__YOUR TASK__
Output each line from the one that contains "Fix CFP/voting typo" to the final line of the data below, exactly, and include nothing else.

Collected data

PR #646, opened 2021-01-19
Update r-packages-source in .travis.yml

mjhipp:
I noticed Travis builds were failing with a similar error that I have encountered in the past. This worked for me previously.


nh13:
Thanks @mjhipp !

PR #648, opened 2021-01-28
GroupReadsByUmi optionally allows inter-contig pairs

### LINKED ISSUE #634: Accepting discordant pairs in GroupReadsByUmi
Hello, 
This is a new feature request. 
In the note of `GroupBreadsByUmi`, it says

> Reads are aggressively filtered out so that only high quality reads/mappings are taken forward. Paired-end reads must have both reads mapped to the same chromosome with both reads having mapping quality >= min-mapq. (Note: the MQ tag is required on reads with mapped mates).

However, we are particularly interested in the discordant pairs as we are looking for SVs. Is it possible to add a switch to loosen this restriction? 

I hope this new feature also propagate to `CallMolecularConsensusReads` and `CallDuplexConsensusReads`

mjhipp:
Closes #634 

In order for pairs from different chromosomes to be grouped together, `ReadInfo` was changed to prioritize the chromosome, and take the lower chromosome of the two reads.

### DIFF
--- a/src/main/scala/com/fulcrumgenomics/umi/GroupReadsByUmi.scala
+++ b/src/main/scala/com/fulcrumgenomics/umi/GroupReadsByUmi.scala
@@ -83,23 +83,23 @@ object GroupReadsByUmi {
         tmp
       }
       else {
-        val lib     = library(rec)
-        val chrom   = rec.refIndex
-        val recNeg  = rec.negativeStrand
-        val recPos  = if (recNeg) rec.unclippedEnd else rec.unclippedStart
+        val lib       = library(rec)
+        val chrom     = rec.refIndex
+        val mateChrom = rec.mateRefIndex
+        val recNeg    = rec.negativeStrand
+        val recPos    = if (recNeg) rec.unclippedEnd else rec.unclippedStart
 
         val (mateNeg, matePos) = if (!rec.paired) (false, Int.MaxValue) else {
-          require(rec.refIndex == rec.mateRefIndex, s"Mate on different chrom for ${rec.name}.")
           val neg = rec.mateNegativeStrand
           val pos = if (neg) SAMUtils.getMateUnclippedEnd(rec.asSam) else SAMUtils.getMateUnclippedStart(rec.asSam)
           (neg, pos)
         }
 
-        val result = if (recPos < matePos || (recPos == matePos && !recNeg)) {
+        val result = if (chrom < mateChrom || chrom == mateChrom && (recPos < matePos || (recPos == matePos && !recNeg))) {
           new ReadInfo(chrom, recPos, matePos, recNeg, mateNeg, lib)
         }
         else {
-          new ReadInfo(chrom, matePos, recPos, mateNeg, recNeg, lib)
+          new ReadInfo(mateChrom, matePos, recPos, mateNeg, recNeg, lib)
         }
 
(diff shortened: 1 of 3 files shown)


mjhipp:
@nh13 would you rather me make this change optional/experimental?

nh13:
I think an opt-in model would be great, `--allow-inter-contig-grouping` or some better name than that, but the rest looks great to me!

mjhipp:
Thanks @nh13! Updated to make the feature opt-in.

nh13 (approved):

src/main/scala/com/fulcrumgenomics/umi/GroupReadsByUmi.scala
```diff
@@ -83,23 +83,23 @@ object GroupReadsByUmi {
...
 
         val (mateNeg, matePos) = if (!rec.paired) (false, Int.MaxValue) else {
-          require(rec.refIndex == rec.mateRefIndex, s"Mate on different chrom for ${rec.name}.")
           val neg = rec.mateNegativeStrand
           val pos = if (neg) SAMUtils.getMateUnclippedEnd(rec.asSam) else SAMUtils.getMateUnclippedStart(rec.asSam)
           (neg, pos)
         }
 
-        val result = if (recPos < matePos || (recPos == matePos && !recNeg)) {
+        val result = if (chrom < mateChrom || chrom == mateChrom && (recPos < matePos || (recPos == matePos && !recNeg))) {
```
nh13, line 98: Just adding one extra bracket to make 100% clear the precedence of `||` and `&&`:
```suggestion
        val result = if (chrom < mateChrom || (chrom == mateChrom && (recPos < matePos || (recPos == matePos && !recNeg)))) {
```

src/main/scala/com/fulcrumgenomics/umi/GroupReadsByUmi.scala
```diff
@@ -583,7 +586,7 @@ class GroupReadsByUmi
 
     (t.r1, t.r2, this.assigner) match {
       case (Some(r1), Some(r2), paired: PairedUmiAssigner) =>
-        require(r1.refIndex == r2.refIndex, s"Mates on different references not supported: ${r1.name}")
+        if (!this.allowInterContig) require(r1.refIndex == r2.refIndex, s"Mates on different references not supported: ${r1.name}")
         val pos1 = if (r1.positiveStrand) r1.unclippedStart else r1.unclippedEnd
         val pos2 = if (r2.positiveStrand) r2.unclippedStart else r2.unclippedEnd
         val r1Lower = pos1 < pos2 || pos1 == pos2 && r1.positiveStrand
```
nh13, line 592: I think you want to now incorporate contig coordinates here.
```suggestion
        val r1Lower = r1.refIndex < r2.refIndex || (r1.refIndex == r2.refIndex && (pos1 < pos2 || (pos1 == pos2 && r1.positiveStrand)))
```

nh13: Bonus points for a unit test that checks this.

nh13 (changes requested):
I think there's one place where the `contig` or `refIndex` wasn't considered, but should be.  If you agree, the rest looks good to me.

nh13:
Thank-you @mjhipp this is great!

PR #481, opened 2024-03-02
Fix CFP/voting typo

artcz:


artcz:
Thanks @baradrb for reporting :)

__SOLUTION TO THIS TASK__
Fix CFP/voting typo

artcz:


artcz:
Thanks @baradrb for reporting :)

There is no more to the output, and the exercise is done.